How to start to break this up? Notice when you’re in it and name the role you’re playing. Don’t be too hard on yourself either. Think of this as a play and you’re just an actor taking on a role for a short time. After you accept which role you’re playing out, then taking 100% responsibility for your contribution in creating that role. (check out my Facebook Live on Radical Responsibility for more on that).
The only way to stop this cycle to is notice and claim your role and start to bring in what’s missing for you. For the rescuer, (the predominant B.R acceptor) you need to learn to recognize and validate your wants and needs and to express them unapologetically.

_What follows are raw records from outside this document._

Issue #87776, opened 2022-06-17
Pre-validate removal of nodes


henningandersen:
### Description

When a cluster has RED health, a shard is not assigned to a node containing an in-sync copy of the data. If a node is to be removed from the cluster, there is a risk that the last remaining copy of such a shard is on that node. For that reason, orchestration systems typically do not proceed with changes involving node removals to the cluster while it is in RED state.

We propose to add an explicit API `_internal/pre_validate_node_remove` that should be used instead. It can be passed a list of node names/external-ids to remove from the cluster and will give a response per node on whether it is safe as well as a an overall response on the safety of removing all the nodes mentioned.

This check should at least disregard searchable snapshot shards when determining whether it is safe to remove a node. It could also try to reach out to the node to see if the node contains a copy of a RED shard on disk. If it can successfully conclude that it has no copies of RED shards on disk, it can conclude that it is safe to remove the node.

We can also check if any of the nodes not listed in the API has an in-sync copy of such shards. If a node to remove contains a copy but another node contains an in-sync copy for a RED shard, we should indicate it specifically in the response.

Such an API will allow orchestrators to continue with changes to the cluster in many more situations, requiring less manual intervention.

PR #88952, opened 2022-07-29
Prevalidate node removal API (pt. 1)

pxsalehi:
This PR adds the first part of the Prevalidate Node Removal API. This
API allows checking  whether attempting to remove some node(s) from the
cluster is likely to succeed or not. This check is useful when a node
needs to be removed from a RED cluster, without risking loosing the last
copy of some RED shards.

In this PR, we only check whether a RED index is a Searchable Snapshot
index or not, in which case the removal of any node is safe as the RED
index is backed by a snapshot.

Relates https://github.com/elastic/elasticsearch/issues/87776


pxsalehi:

pxsalehi:
API doc: https://elasticsearch_88952.docs-preview.app.elstc.co/guide/en/elasticsearch/reference/master/prevalidate-node-removal-api.html

pxsalehi:
@henningandersen Please have a look at this draft PR. I have tried to find out all the places where the new API would "touch", and add a basic version of what is needed. As far as the prevalidation logic goes, it is for now as basic as: if red cluster then it might not be safe to remove any node, and otherwise any node is safe to remove (essentially what is currently implied by the cluster health status).

Please check if the naming/location of the API related files/doc, the doc itself, and whether there is anything missing from the structure/scaffolding of adding a new API. I'll try to add more logic/validation/test to the actual API implementation, and refine the doc.

server/src/internalClusterTest/java/org/elasticsearch/cluster/PrevalidateNodeRemovalIT.java
```diff
@@ -0,0 +1,34 @@
...
+        createIndex("test");
+        ensureGreen();
+        String nodeName = randomFrom(internalCluster().getNodeNames());
+        PrevalidateNodeRemovalRequest req = new PrevalidateNodeRemovalRequest(nodeName);
+        PrevalidateNodeRemovalResponse resp = client().execute(PrevalidateNodeRemovalAction.INSTANCE, req).get();
+
+        assertThat(resp.getPrevalidation().getOverallResult().isSafe(), equalTo(NodesRemovalPrevalidation.IsSafe.YES));
+        assertThat(resp.getPrevalidation().getPerNodeResult().size(), equalTo(1));
+        assertThat(resp.getPrevalidation().getPerNodeResult().containsKey(nodeName), equalTo(true));
+        assertThat(resp.getPrevalidation().getPerNodeResult().get(nodeName).isSafe(), equalTo(NodesRemovalPrevalidation.IsSafe.YES));
```
idegtiarenko, line 32: NIT: is it possible to replace it with a single assertion? This way in case of failure we would be able to see the entire map content without having to reproduce it.

```
assertThat(resp.getPrevalidation().getPerNodeResult(), equalTo(Map.of(nodeName, NodesRemovalPrevalidation.IsSafe.YES)));
```

I was hoping there is a hamcrest matches for it, but it looks like `hasEntry` permits other entries in map as well.

idegtiarenko: Oh, looks like the entry will contain a reason as well. Was it not asserted intentionally?

pxsalehi: Yes. For now those details are not clear. I just added that IT to make sure everything works together. There will be more tests and detailed assertions, ofc.

docs/reference/cluster/prevalidate-node-removal.asciidoc
```diff
@@ -0,0 +1,78 @@
+[[prevalidate-node-removal-api]]
+=== Prevalidate node removal API
+++++
+<titleabbrev>Prevalidate node removal</titleabbrev>
+++++
+
+This API is currently experimental for internal use by Elastic software only.
```
henningandersen, line 7: Not sure if this is meant to be removed before merge. We normally do the `{cloud-only}` warning only.

docs/reference/cluster/prevalidate-node-removal.asciidoc
```diff
@@ -0,0 +1,78 @@
...
+
+The response includes the overall safety of the removal of the specified nodes, and a detailed response for each node. The node-specific part of the response also includes more details on why removal of that node might not be safe.
+
+The result of the prevalidation is expressed as either `YES`, `NO`, or `UNKNOWN`.
+
+[[prevalidate-node-removal-api-path-params]]
+==== {api-path-parms-title}
+
+`<node_id>`::
+    (Required, string) Comma-separated list of node IDs.
```
henningandersen, line 36: I think we can support node-ids too, but we should support node name and node external-id (which is sort of the same).

This avoids orchestration systems having to lookup the node-id first. The lookup of node-id would need to also by-pass circuit breakers. And limiting the number of calls also increases the chance of success.

With two identification forms it might be easier to switch to a body for the input?

docs/reference/cluster/prevalidate-node-removal.asciidoc
```diff
@@ -0,0 +1,78 @@
...
+
+[[prevalidate-node-removal-api-response-body]]
+==== {api-response-body-title}
+
+`overall_result`::
+    (object) Prevalidation result for the removal of all the provided nodes.
+
+`per_node_result`::
+    (object) Prevalidation result for the removal of each of the provided nodes.
```
henningandersen, line 45: The naming here looks different from existing naming. Maybe you can look for a few examples to lean on?

I'd tentatively think that the outer level result needs no `overall` name, but could still be an object `result`.

`per_node_result` could be just `nodes` with a list of nodes containing (id, name, result) for each.

docs/reference/cluster/prevalidate-node-removal.asciidoc
```diff
@@ -0,0 +1,78 @@
...
+
+[[prevalidate-node-removal-api-example]]
+==== {api-examples-title}
+
+This example validates whether it is safe to remove the nodes `node1` and `node2`. The response indicates that it is safe to remove `node`, but it might not be safe to remove `node2`. Therefore, the overall prevalidation of the removal of the two nodes is `UNKNOWN`.
```
henningandersen, line 50:
```suggestion
This example validates whether it is safe to remove the nodes `node1` and `node2`. The response indicates that it is safe to remove `node1`, but it might not be safe to remove `node2`. Therefore, the overall prevalidation of the removal of the two nodes is `UNKNOWN`.
```

rest-api-spec/src/main/resources/rest-api-spec/api/_internal.prevalidate_node_removal.json
```diff
@@ -0,0 +1,29 @@
+{
+  "_internal.prevalidate_node_removal": {
+    "documentation":{
+      "url": null,
```
henningandersen, line 4: We should fill in the URL here.

rest-api-spec/src/main/resources/rest-api-spec/api/_internal.prevalidate_node_removal.json
```diff
@@ -0,0 +1,29 @@
...
+    "visibility":"private",
+    "headers":{
+      "accept": [ "application/json"]
+    },
+    "url":{
+      "paths":[
+        {
+          "path":"/_internal/prevalidate_node_removal/{node}",
+          "methods":[
+            "GET"
```
henningandersen, line 17: I think POST is slightly better here, since it mostly runs a function (prevalidate), rather than GETs state. We could support both at least.

server/src/main/java/org/elasticsearch/action/admin/cluster/node/remove/PrevalidateNodeRemovalAction.java
```diff
@@ -0,0 +1,22 @@
...
+ */
+
+package org.elasticsearch.action.admin.cluster.node.remove;
+
+import org.elasticsearch.action.ActionType;
+
+public class PrevalidateNodeRemovalAction extends ActionType<PrevalidateNodeRemovalResponse> {
+
+    public static final PrevalidateNodeRemovalAction INSTANCE = new PrevalidateNodeRemovalAction();
+    public static final String NAME = "cluster:admin/nodes/prevalidate_removal";
```
henningandersen, line 16: I am tempted to use:

```suggestion
    public static final String NAME = "cluster:admin/shutdown/prevalidate_removal";
```

This seems more shutdown related than "nodes" related.

server/src/main/java/org/elasticsearch/action/admin/cluster/node/remove/PrevalidateNodeRemovalResponse.java
```diff
@@ -0,0 +1,45 @@
...
+import org.elasticsearch.xcontent.ToXContentObject;
+import org.elasticsearch.xcontent.XContentBuilder;
+
+import java.io.IOException;
+
+public class PrevalidateNodeRemovalResponse extends ActionResponse implements ToXContentObject {
+    private final NodesRemovalPrevalidation prevalidation;
+
+    public PrevalidateNodeRemovalResponse(StreamInput in) {
+        throw new AssertionError("PrevalidateNodeRemovalAction should not be sent over the wire.");
```
henningandersen, line 23: Maybe this is just because it is draft? I see no reason this response could not be sent over the wire.

server/src/main/java/org/elasticsearch/action/admin/cluster/node/remove/TransportPrevalidateNodeRemovalAction.java
```diff
@@ -0,0 +1,82 @@
...
+import org.elasticsearch.transport.TransportService;
+
+import java.util.Map;
+import java.util.function.Function;
+import java.util.stream.Collectors;
+
+import static org.elasticsearch.action.admin.cluster.node.remove.NodesRemovalPrevalidation.IsSafe;
+import static org.elasticsearch.action.admin.cluster.node.remove.NodesRemovalPrevalidation.Result;
+
+// TODO: should this instead extend TransportMasterNodeReadAction?
```
henningandersen, line 30: Yes.

rest-api-spec/src/main/resources/rest-api-spec/api/_internal.prevalidate_node_removal.json
```diff
@@ -0,0 +1,29 @@
...
+          ],
+          "parts":{
```
henningandersen, line 19: Since it is a master action, there are some timeouts to add here.

server/src/main/java/org/elasticsearch/action/admin/cluster/node/remove/TransportPrevalidateNodeRemovalAction.java
```diff
@@ -0,0 +1,82 @@
...
+    @Inject
+    public TransportPrevalidateNodeRemovalAction(ActionFilters actionFilters, TransportService transportService, NodeClient client) {
+        super(PrevalidateNodeRemovalAction.NAME, actionFilters, transportService.getTaskManager());
+        this.client = client;
+    }
+
+    @Override
+    protected void doExecute(Task task, PrevalidateNodeRemovalRequest request, ActionListener<PrevalidateNodeRemovalResponse> listener) {
+        // TODO: Need to set masterNodeTimeOut?
+        client.admin().cluster().health(new ClusterHealthRequest(), new ActionListener<>() {
```
henningandersen, line 46: `new ClusterStateHealth(clusterService.state()).getStatus()` is preferable here, avoids the async, avoids another action needing to have circuit breaking disabled and ensures we can use the same `ClusterState` for a full prevalidation as we add more features.

server/src/main/java/org/elasticsearch/action/admin/cluster/node/remove/TransportPrevalidateNodeRemovalAction.java
```diff
@@ -0,0 +1,82 @@
...
+// TODO: should this instead extend TransportMasterNodeReadAction?
+public class TransportPrevalidateNodeRemovalAction extends TransportAction<PrevalidateNodeRemovalRequest, PrevalidateNodeRemovalResponse> {
+
+    private static final Logger logger = LogManager.getLogger(TransportPrevalidateNodeRemovalAction.class);
+
+    private final NodeClient client;
+
+    @Inject
+    public TransportPrevalidateNodeRemovalAction(ActionFilters actionFilters, TransportService transportService, NodeClient client) {
+        super(PrevalidateNodeRemovalAction.NAME, actionFilters, transportService.getTaskManager());
```
henningandersen, line 39: We should utilize `canTripCircuitBreaker` set to false here (easiest to do after you switch to `TransportMasterNodeReadAction`.)

x-pack/plugin/security/qa/operator-privileges-tests/src/javaRestTest/java/org/elasticsearch/xpack/security/operator/Constants.java
```diff
@@ -43,6 +43,7 @@ public class Constants {
         "cluster:admin/migration/get_system_feature",
         "cluster:admin/migration/post_system_feature",
         "cluster:admin/nodes/reload_secure_settings",
+        "cluster:admin/nodes/prevalidate_removal",
```
henningandersen, line 46: This should be an operator only action instead, i.e., not added here.

henningandersen (commented):
Did a quick walk through of the code and added initial comments.

server/src/main/java/org/elasticsearch/action/admin/cluster/node/shutdown/TransportPrevalidateNodeRemovalAction.java
```diff
@@ -0,0 +1,172 @@
...
+                throw new IllegalArgumentException("more than one node matches [" + node + "]");
+            }
+            concreteNodes.add(matches.get(0));
+        }
+        if (concreteNodes.size() != nodes.size()) {
+            throw new IllegalArgumentException(
+                Strings.format("provided {} values for <nodes> which resolved to {} nodes", nodes.size(), concreteNodes.size())
+            );
+        }
+        ;
```
pxsalehi, line 106: I have tried to add some validations here to make sure prevalidation calls do not accidentally lead to a false safe removal response. By that I mean, since we do provide an overall result, if the provided nodes (name or id) do not each uniquely identify a node, I do not consider the request valid. I am assuming it is not safe to dismiss an id (perhaps with a typo) if there is no matching node for it. I am not sure whether this is strictly necessary, so I'd appreciate a second opinion.

pxsalehi (commented):
@henningandersen I've addressed your comments. Please have another quick look. I will cleanup a bit more and add more tests, but for now I have some questions about the API.

About the scope of the PR, do we need to address the second phase (reaching out to the nodes to see if they have a copy of an unassigned shard) in this PR? If possible I'd rather do that as a follow up, as just addressing the searchable snapshot indices for now seems to be also useful.

docs/reference/cluster/prevalidate-node-removal.asciidoc
```diff
@@ -0,0 +1,91 @@
...
+    (object) Prevalidation result for the removal of each of the provided nodes.
+
+[[prevalidate-node-removal-api-example]]
+==== {api-examples-title}
+
+This example validates whether it is safe to remove the nodes `node1` and `node2`. The response indicates that it is safe to remove `node1`, but it might not be safe to remove `node2`. Therefore, the overall prevalidation of the removal of the two nodes is `UNKNOWN`.
+
+[source,console]
+--------------------------------------------------
+POST /_internal/prevalidate_node_removal/node1,node2
```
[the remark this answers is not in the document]
henningandersen: I'd be happy with just POST.

docs/reference/cluster/prevalidate-node-removal.asciidoc
```diff
@@ -0,0 +1,91 @@
...
+
+The response includes the overall safety of the removal of the specified nodes, and a detailed response for each node. The node-specific part of the response also includes more details on why removal of that node might not be safe.
+
+The result of the prevalidation is expressed as either `YES`, `NO`, or `UNKNOWN`.
+
+[[prevalidate-node-removal-api-path-params]]
+==== {api-path-parms-title}
+
+`<node>`::
+    (Required, string) Comma-separated list of node IDs, names or external IDs.
```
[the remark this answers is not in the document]
henningandersen: I did not look at the code yet, but it would be nice if we know what field we expect here to disambiguate.

I think we should not support IP etc., those 3 forms you mention are all we need.

server/src/main/java/org/elasticsearch/action/admin/cluster/node/shutdown/TransportPrevalidateNodeRemovalAction.java
henningandersen: I think the ambiguous case (more than one node matches) is fine to throw on. I think I'd like to provide a response also if we are missing a node - but the response should indicate that it was missing. That way we can leave it up to the orchestration to make a decision - that might depend on the situation (vacate/system vs user initiated change).

henningandersen:
> About the scope of the PR, do we need to address the second phase (reaching out to the nodes to see if they have a copy of an unassigned shard) in this PR? If possible I'd rather do that as a follow up, as just addressing the searchable snapshot indices for now seems to be also useful.

I agree that we can omit that in this PR and do that as a follow-up as long as it does not result in false positives (i.e., us saying it is ok to shutdown the node when it is really not).

server/src/main/java/org/elasticsearch/action/admin/cluster/node/shutdown/PrevalidateNodeRemovalRequest.java
```diff
@@ -0,0 +1,60 @@
...
+import org.elasticsearch.cluster.node.DiscoveryNode;
+import org.elasticsearch.common.io.stream.StreamInput;
+import org.elasticsearch.common.io.stream.StreamOutput;
+
+import java.io.IOException;
+import java.util.List;
+
+public class PrevalidateNodeRemovalRequest extends MasterNodeReadRequest<PrevalidateNodeRemovalRequest> {
+
+    private final String[] nodeIds; // Maybe named just nodes?
```
henningandersen, line 22: I'd like to see this split into ids, names and externalIds. Or a flag for the one type we expect (and reject if multiple types are used).

server/src/main/java/org/elasticsearch/action/admin/cluster/node/shutdown/PrevalidateNodeRemovalRequest.java
```diff
@@ -0,0 +1,60 @@
...
+        this.nodeIds = nodeIds;
+    }
+
+    public PrevalidateNodeRemovalRequest(final StreamInput in) throws IOException {
+        super(in);
+        nodeIds = in.readStringArray();
+    }
+
+    public void setConcreteNodes(DiscoveryNode... discoveryNodes) {
+        concreteNodes = discoveryNodes;
```
henningandersen, line 35: I wonder why we set this into the request, can we not keep that in a local state instead? I prefer the request to be purely the request and also that writeTo and reading results in the same object.

rest-api-spec/src/main/resources/rest-api-spec/api/_internal.prevalidate_node_removal.json
```diff
@@ -0,0 +1,35 @@
+{
+  "_internal.prevalidate_node_removal": {
+    "documentation":{
+      "url": "https://www.elastic.co/guide/en/elasticsearch/reference/master/prevalidate-node-removal-api.html",
+      "description":"Prevalidates node removal from the cluster"
+    },
+    "stability":"experimental",
```
henningandersen, line 7: I think we should call this stable before release.

server/src/test/java/org/elasticsearch/action/admin/cluster/node/shutdown/PrevalidateNodeRemovalResponseTests.java
```diff
@@ -0,0 +1,108 @@
...
+                        "is_safe" : "UNKNOWN",
+                        "reason" : "node hosts a red shard copy"
+                      }
+                    }
+                  ]
+                }""", Strings.toString(builder));
+        }
+    }
+
+    public void testSerialization() throws IOException {
```
henningandersen, line 78: Can we use `AbstractWireSerializingTestCase`?

x-pack/plugin/searchable-snapshots/src/internalClusterTest/java/org/elasticsearch/xpack/searchablesnapshots/PrevalidateNodeRemovalWithSearchableSnapshotTests.java
```diff
@@ -0,0 +1,72 @@
...
+
+import java.util.List;
+import java.util.Locale;
+
+import static org.elasticsearch.index.IndexSettings.INDEX_SOFT_DELETES_SETTING;
+import static org.elasticsearch.test.hamcrest.ElasticsearchAssertions.assertAcked;
+import static org.hamcrest.Matchers.equalTo;
+
+@ESIntegTestCase.ClusterScope(scope = ESIntegTestCase.Scope.TEST, numDataNodes = 0)
+public class PrevalidateNodeRemovalWithSearchableSnapshotTests extends BaseSearchableSnapshotsIntegTestCase {
```
henningandersen, line 28: Conventionally, these should be named either `IT` or `IntegTests`.

server/src/main/java/org/elasticsearch/action/admin/cluster/node/shutdown/PrevalidateNodeRemovalRequest.java
```diff
@@ -0,0 +1,60 @@
...
+public class PrevalidateNodeRemovalRequest extends MasterNodeReadRequest<PrevalidateNodeRemovalRequest> {
+
+    private final String[] nodeIds; // Maybe named just nodes?
+    private DiscoveryNode[] concreteNodes;
+
+    public PrevalidateNodeRemovalRequest(String... nodeIds) {
+        this.nodeIds = nodeIds;
+    }
+
+    public PrevalidateNodeRemovalRequest(final StreamInput in) throws IOException {
```
henningandersen, line 29: Can we add a `AbstractWireSerializingTestCase` for this class too?

rest-api-spec/src/main/resources/rest-api-spec/api/_internal.prevalidate_node_removal.json
pxsalehi: Why? What would be the requirement to call it stable? I thought we start with experimental and at some point call it stable. Do we have some guidelines about this?

docs/reference/cluster/prevalidate-node-removal.asciidoc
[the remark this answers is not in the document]
pxsalehi: If we are moving away from having the nodes in the path (I started with that since I thought it would be similar/consistent to some other APIs we have), should we have three query params and allow setting only one of them per request?

```
POST /_internal/prevalidate_node_removal?name=node1,node2
POST /_internal/prevalidate_node_removal?id=id1,id2
POST /_internal/prevalidate_node_removal?external_id=id1,id2
``` 

This avoids any kind of ambiguity and we can just resolve based on id, name or external ID.

I'm not entirely sure how problematic the length of the URL can be. I am assuming up to 2000 is ok and considering ID/names of length 40, and the fact that the number of id/names is in the order of a fraction of the cluster size, I think not using a body should be ok. WDYT?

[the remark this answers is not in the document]
henningandersen: Sounds fine to me.

rest-api-spec/src/main/resources/rest-api-spec/api/_internal.prevalidate_node_removal.json
henningandersen: Most features start as stable. In this case, the primary consumer is orchestration and as such we need to be confident enough in the feature to release it GA, i.e., fully support it and only make bwc changes to it in the future.

We can also hide this behind a feature flag until it is ready but I see little value in getting it out as experimental since we will be very unlikely to receive feedback affecting the design.

henningandersen (commented):
I did not see any code changes so I simply responded to questions in this review cycle.

pxsalehi:
> I did not see any code changes so I simply responded to questions in this review cycle.

@henningandersen Thanks for the answers. I haven't pushed any code, and the review request was by mistake I guess. :-)

docs/reference/cluster/prevalidate-node-removal.asciidoc
```diff
@@ -0,0 +1,91 @@
...
+
+[[prevalidate-node-removal-api-prereqs]]
+==== {api-prereq-title}
+
+* If the {es} {security-features} are enabled, you must have the `monitor` or `manage` <<privileges-list-cluster,cluster privilege>> to use this API.
+
+[[prevalidate-node-removal-api-desc]]
+==== {api-description-title}
+
+This API allows validating whether it is safe to remove the specified node(s) from the cluster. In case the cluster has a <<cluster-health,`red` cluster health status>>, this verifies that the removal of the node(s) would not risk removing the last remaining copy of an unassigned shard.
```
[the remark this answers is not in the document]
pxsalehi: I've made some changes. Please let me know if this is still not properly describing the API or not.

server/src/main/java/org/elasticsearch/action/admin/cluster/node/shutdown/TransportPrevalidateNodeRemovalAction.java
```diff
@@ -0,0 +1,171 @@
...
+                Result result;
+                List<NodeResult> nodes;
+                if (redNonSSIndices.isEmpty()) {
+                    result = new Result(IsSafe.YES, "all red indices are searchable snapshot indices");
+                    nodes = prevalidationRequest.getConcreteNodes()
+                        .stream()
+                        .map(dn -> new NodeResult(dn.getName(), dn.getId(), dn.getExternalId(), new Result(IsSafe.YES, "")))
+                        .toList();
+                } else {
+                    result = new Result(IsSafe.UNKNOWN, "cluster health is RED");
```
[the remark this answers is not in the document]
pxsalehi: I was going for later finding out the true NOs and separate them from the UNKNOWN. But I think it works both ways. I've changed to NO. So for now we'll have no UKNOWN answer.

rest-api-spec/src/main/resources/rest-api-spec/api/_internal.prevalidate_node_removal.json
pxsalehi: Thanks for the explanation. I've changed to stable. Frankly, I imagined we'd leave this experimental until at lease the second part of this API is merged, especially since this is only for internal uses I thought that would be possible w/o hindering adoption. Nonetheless, for now I cannot think of any non-BWC changes that the second part could introduce. It probably adds a timeout parameter and some of those NOs get refined into YES/NO/UNKNOWNs.

server/src/internalClusterTest/java/org/elasticsearch/cluster/PrevalidateNodeRemovalIT.java
```diff
@@ -0,0 +1,98 @@
...
+import org.elasticsearch.common.Priority;
+import org.elasticsearch.common.settings.Settings;
+import org.elasticsearch.test.ESIntegTestCase;
+
+import static org.hamcrest.Matchers.equalTo;
+
+@ESIntegTestCase.ClusterScope(scope = ESIntegTestCase.Scope.TEST, numDataNodes = 0)
+public class PrevalidateNodeRemovalIT extends ESIntegTestCase {
+
+    public void testNodeRemovalFromNonRedCluster() throws Exception {
```
pxsalehi, line 27: While revisiting this test, I thought of two corner cases which are not tested here, and I am not sure they make sense or not. So I'd like to ask for an opinion.

1. If the cluster is green/yellow, and I send a prevalidation request for all nodes in the cluster, the answer would be YES for the overall result and each node's result! Clearly, we do not mean one could remove all those nodes at once w/o causing any issue, even though such a test would pass! Should we explicitly mention this in the doc, or somehow in case of a non-RED cluster just return no responses. From what I understood this API is for clusters which are RED and could be preceded by a call to the cluster health API. I am more inclined towards clarifying what an overall yes means in the doc (specifically pointing out that it doesn't mean that all nodes could be removed at once).
2. Would it be necessary to validate that all the nodes that are specified are data nodes? Currently, we kind of assume that.

pxsalehi (commented):
@henningandersen I've addresses all the comments and have added more tests. I do not have any more changes to add. Please have a look.

server/src/internalClusterTest/java/org/elasticsearch/cluster/PrevalidateNodeRemovalIT.java
henningandersen: Thanks for those explicit questions:

1. Yes, we should clarify that in docs. It is not a replacement for using the shutdown API, it is a pre-validation, answering whether doing so would/should succeed. If there are cases here that are not handled by the shutdown API (might be), we should probably also bake them in (as a follow-up).
2. pre-validation should say yes to any non-data node regardless of shard status. We should still encourage to use the pre-validation API in case we have future requirements for other types of nodes.

pxsalehi: @henningandersen thanks for the answer. I've added some notes to the docs. The PR is ready for review. 

https://elasticsearch_88952.docs-preview.app.elstc.co/guide/en/elasticsearch/reference/master/prevalidate-node-removal-api.html

pxsalehi:
While this is waiting for review. I'm gonna start with the second part.

pxsalehi:
As discussed with @henningandersen, I'll remove `UNKNOWN` from the possible answers that the API can return. Therefore, the `is_safe` node result will be a boolean. However, we'll add another field that helps refine the answer in a parsable way, and contains a certain "category" for the yes/no response. I propose renaming the current `reason` field to `message` and using `reason` as the name for the new field. As an example:

```json
result : {
  is_safe: "UNKNOWN",
  reason: "failed contacting the node with ID XXXX: exception ...."
}
```
will change to:
```json
result : {
  is_safe: "NO",
  reason: "no_response_from_node",
  message: "failed contacting the node with ID XXXX: exception ...."
}
```

pxsalehi:
@henningandersen I'm trying to make the change mentioned in my last comment. Since this needs to be changed in several places (parser, tests, etc), I want to make sure I'll get it right this time. I've decided to remove the 'result' top-level object since it is not directly useful there. So the API response would change from this:
```
{
  "result": {
    "is_safe": "UNKNOWN",  // --> or YES, or NO
    "reason": "cluster health is RED"  // --> Just a string
  },
  "nodes": [
    {
      "id": "node1-id",
      "name" : "node1",
      "external_id" : "node1-externalId",
      "result" : {  // -> Same type as the top-level result
        "is_safe": "YES",
        "reason": ""
      }
    }
  ]
}
```
to this:
```
{
  "is_safe": "false",  //--> boolean
  "message": "cluster health is RED"  // --> Just a string
  "nodes": [
    {
      "id": "node1-id",
      "name" : "node1",
      "external_id" : "node1-externalId",
      "result" : {  
        "is_safe": "true",  //--> boolean
        "reason": "no_red_shards",  //--> (just an example) an enum of fixed Strings (useful for parsing/automation)
        "message": "node does not host any red shards" //--> A String that could be anything with details specific to the call/node
      }
    }
  ]
}
```
What do you think about this?

henningandersen:
Thanks @pxsalehi that mostly makes sense, 1-2 comments:

>  ` "is_safe": "false",  //--> boolean`

should be 

>   "is_safe": false,  //--> boolean

Also, renaming reason to message makes sense here, but we could defer the introdution of the reason field to pt.2 (or later) to avoid too many changes in this PR (that is mostly reviewed).

pxsalehi:
@henningandersen Thanks for the feedback. I've made the changes. This is ready for review again. Please have a look.

pxsalehi:
@elasticmachine update branch

henningandersen (approved):
LGTM

Left a few comments but no need for another review round unless significant changes are made.

server/src/main/java/org/elasticsearch/action/admin/cluster/node/shutdown/PrevalidateNodeRemovalRequest.java
```diff
@@ -0,0 +1,138 @@
...
+    }
+
+    @Override
+    public void writeTo(StreamOutput out) throws IOException {
+        super.writeTo(out);
+        if (names == null) {
+            out.writeVInt(0);
+        } else {
+            out.writeStringArray(names);
+        }
```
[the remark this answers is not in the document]
pxsalehi: Yes. That's not needed anymore. I've removed them.

rest-api-spec/src/yamlRestTest/resources/rest-api-spec/test/cluster.prevalidate_node_removal/10_basic.yml
```diff
@@ -0,0 +1,58 @@
...
+  - skip:
+      version: "- 8.5.99"
+      reason: "API added in 8.6.0"
+  - do:
+      catch: bad_request
+      _internal.prevalidate_node_removal: {}
+
+  - match: { status: 400 }
+  - match: { error.type: action_request_validation_exception }
+  - match: { error.reason: "Validation Failed: 1: request must contain node names, or IDs, or external IDs;" }
```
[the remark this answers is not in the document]
pxsalehi: These are fields from the `ValidationException` and already exist with those names.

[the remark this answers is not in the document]
henningandersen: Thanks and sorry for the confusion. I simply searched for reason and stumbled upon it, but clearly you are right.

pxsalehi:
@elasticmachine update branch

pxsalehi:
Thanks for the reviews Henning!

pxsalehi:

It’s also important to recognize and give space for your anger to be processed and use this as a sign that your needs are not being met or that you’ve become too responsible for another and you’re on the verge of burnout.
Finally, if you see yourself in this article and this resonates with you, cultivating a practice of surrender and letting go of control can greatly benefit you and your relationships with others. That’s when magic can happen because that’s the only time you can take your power back and stop settling for the breadcrumbs in your relationships!
P.S – If you’re in a version of this kind of relationship and it has turned abusive, DO NOT try to handle this yourself. Please reach out to a local support group or call in center so you can be supported.